Merci beaucoup pour ce post ! A bientôt sur nos lignes de texte. MonsieurMatthieu

Anonyme a dit…

Le dimanche 27 mai, je suis resté coincé dans mon immeuble. Le Harry’s, conséquence fâcheuse, a frôlé le dépôt de bilan. Pire, j’ai raté la chanteuse du Sherwood à qui je devais promettre, c’était bien décidé, l’ivresse des altitudes. J’avais tout prévu, retourné dans tous les sens ce que serait la soirée. J’avais les réponses aux pudeurs, vraies ou fausses, qui pouvaient l’empêcher de monter.La garçonnière était propre, le millésime poussiéreux donc convaincant. Le portefeuille déjà en poche, je n’avais plus qu’à lacer mes chaussures. J’allais rattraper, enfin, le destin prédit par mon horoscope. J’avais tout prévu. Sauf l’irruption de l’Emmerdeuse.

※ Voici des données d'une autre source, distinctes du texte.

PR #502, opened 2023-10-03
Fix alchemy restart testing with non-deterministic order

### LINKED ISSUE #501: testing issue for restarts in asap-alchemy as ordering of returned ScopedKeys is non-deterministic (expected))
A test is failing in `asap-alchemy` as the ordering of ScopedKeys being returned is tested. In general the order in which ScopedKeys is returned is non-deterministic by design.

hmacdope:
Fixes #501


hmacdope:
Tagging @jthorton for your info, but I think I will merge this so we can get through all the small changes held up by CI issues. We can discuss/fix post-hoc?

dotsdl (approved):
Yes, I think this is the right move given how `AlchemiscaleHelper.restart_tasks` is written. It could admittedly be rewritten to make the order more deterministic, but not sure that's really needed here.

Thanks @hmacdope for addressing this!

Bien qu’elle soit payée pendant ses études, ma voisine du troisième est toujours en manque : un tire-bouchon, de l’aspirine, un truc, un brin de conversation. En me rendant mes serpillières imprégnées pour parquet classique, elle s’est avachie sur un fauteuil. C’est une erreur de mettre un fauteuil dans une entrée. Début de la logorrhée. Je ne devinerais jamais : elle vient de croiser le Président de la République « himself » dans le bois de Boulogne. Tirade sur la peopolisation des hommes politiques. Elle conclut (provisoirement) sur « le syndrome Nicolas Fouquet’s ». Comme toujours quand elle est drôle, elle salue sa formule d’un hennissement satisfait. Bien luné, j’aurais esquissé plus qu’un sourire poli. Elle redémarre avec les présidents des Étas-Unis. Je retiens au vol Hoover,Truman, Johnson. Je range les serpillières imprégnées pour parquet classique en jouant à saute-mouton avec les associations d’idées. Je lui demande ce qu’elle pense de Lipovesky. À peine interloquée, elle enchaîne, comme au grand oral, sur le thème imposé. Lipovesky ou le vertige du vide, des livres qui tombent des mains. Hennissement. Elle poursuit sur Clinton et Monika. Pendant qu’elle a la main, je finis de lacer mes chaussures. Je repère sur sa jambe une aspérité indécise, mi verrue mi grain de beauté, ponctuée d’un poil courbé, légèrement, comme un cou de cygne décapité. Tout autour, la cuisse, dirait l’ancien concierge, a de la conversation. À tel point que sur l’autre ligne, j’ai perdu le fil. Du coup, je ne comprends pas quand elle me relève, m’entraîne sur le palier et claque ma porte. Direction le quatrième chez « Liliput ». Hennissement. Voilà où je ne voulais pas aller.